Rédactrice spécialisée dans le sommeil et la literie depuis 2012

Les Français dormaient profondément. Insomnie, insomnie : les problèmes ont été nombreux ces dernières années et cela s’est accru même depuis le début de la maladie. Deux chercheurs de l’université de Caen (Calvados) mènent une importante étude sur les solutions pour mieux dormir. En particulier, l’activité physique et l’exposition à la lumière.

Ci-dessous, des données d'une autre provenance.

PR #1098, opened 2019-01-23
Only check for x86 features on x86_64

### LINKED ISSUE #1097: i686 build broken
Hello,

I've just updated xi-editor for my application and it seems like the build on i686 is broken:

https://travis-ci.org/void-linux/void-packages/jobs/483135656

Run on VoidLinux i686.

cmyr:
This fixes an issue where when compiled for x86 (i686) we might
try to call a function that had not actually been compiled.

This brings up an obvious question, which is whether we should be
using at avx2/sse4.2 on i686? My understanding was that no i686
processors existed with avx2 support, and only a couple with sse4.2,
and so this didn't really feel worth it at the time.

- fixes #1097

@Cogitri I don't imagine you have any way to test this?

## Review Checklist

### DIFF
--- a/rust/rope/src/compare.rs
+++ b/rust/rope/src/compare.rs
@@ -16,6 +16,7 @@
 use crate::rope::{BaseMetric, Rope, RopeInfo};
 use crate::tree::Cursor;
 
+#[allow(dead_code)]
 const SSE_STRIDE: usize = 16;
 
 /// Given two 16-byte slices, returns a bitmask where the 1 bits indicate
@@ -56,6 +57,7 @@ pub unsafe fn sse_compare_mask(one: &[u8], two: &[u8]) -> i32 {
     (!_mm_movemask_epi8(mask)) ^ HIGH_HALF_MASK as i32
 }
 
+#[allow(dead_code)]
 const AVX_STRIDE: usize = 32;
 
 /// Like above but with 32 byte slices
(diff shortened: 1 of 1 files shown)


Cogitri:
I can test this in a few minutes 👍

raphlinus:
In answer to the questions: there definitely are 32 bit chips that support SSE 4.2, I think the Atom family is likely one of the more popular. For AVX2, probably few or none, but keep in mind it is possible to run code in 32 bit mode even on modern processors.

So it is reasonable to support these combinations. From my perspective, the cost is in testing and validation. I would consider 32-bit x86 (aka 686) a fairly fringe architecture at this point, so reasonable to just fall back to scalar code.

Cogitri:
+1 for less maintainance cost, i686 is (finally) slowly dying

cmyr:
@raphlinus If you were approaching this work, would make a different tradeoff from the one I've made, here?

raphlinus:
Within the goals of xi-editor, I would probably make the same tradeoff.

Cogitri:
Seems to work, throws two warnings though: https://travis-ci.com/Cogitri/void-packages/jobs/172506781#L1065

cmyr:
okay, updated to suppress those warnings.

Cogitri:
Alright, new build is running: https://travis-ci.com/Cogitri/void-packages/builds/98370741

Cogitri:
Alright, works for me.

6 h 41. C’est le temps moyen que nous passons chaque nuit dans les bras de Morphée en semaine. 7h33 le week-end. Selon l’étude INSV/MGEN 2020, c’est une heure de moins qu’il y a 30 ans. C’est 1h30 de moins qu’il y a 50 ans, selon l’Inserm.

On dort de moins en moins, et on dort moins : les troubles du sommeil augmentent, surtout depuis le début de la maladie. Selon le Dr. Marie Netchitailo, experte du sommeil au service de neurophysiologie du CHU de Rouen, 4% des Français ont souffert de troubles du sommeil ces dernières années. C’est 10% aujourd’hui.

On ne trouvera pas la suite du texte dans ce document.